Soon its time for carnival! I have noticed that a lot of German hits are played in Dutch pubs. Because of the similarity of these two languages, I have got often asked whether it is a German or Dutch song. Famous Dutch and German songs are often translated into the other language. This results in an exciting question of how a neural network distinguishes these two music genres. Because it can not directly learn from the music rhythm but must analyze the words inside the song, so it has to filter out the rhythm somehow.
In this little experiment, I wanted to use songs, which are available in both languages. So my first task was to collect these songs. I ended up with the following table.
I split each song into 3 seconds chunks and converted each chunk into a spectrogram image. These images can be used to identify spoken words phonetically. Each spectrogram has got two geometric dimensions. One axis represents time, and the other axis represents frequency. Additionally, a third dimension indicates the amplitude of a particular frequency at a particular time is represented by the intensity or color of each point in the image. I ended up with 2340 training images (1170 images for each class) and 300 validation images (150 images for each class). For the preprocessing step I used my jupyter notebook.

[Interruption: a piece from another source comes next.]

Issue #1970, opened 2021-11-15
Identify/fix the outstanding TEI issues


alexwlchan:
For https://github.com/wellcomecollection/platform/issues/5118

- [x] Why isn't the merger copying across thumbnails? (https://github.com/wellcomecollection/catalogue-pipeline/pull/1971)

I use transfer learning to mainly decrease the running time of the training phase. I chose the RESNET with 18 layers. You can find my code in my GitHub-Repository.
I achieved a training accuracy of 83% and a validation accuracy of 80% in 24 epochs. A long time ago I developed already a music genre classification for bachata and salsa, here I reached a training accuracy of 90% and a validation accuracy of 87% as far as I remember.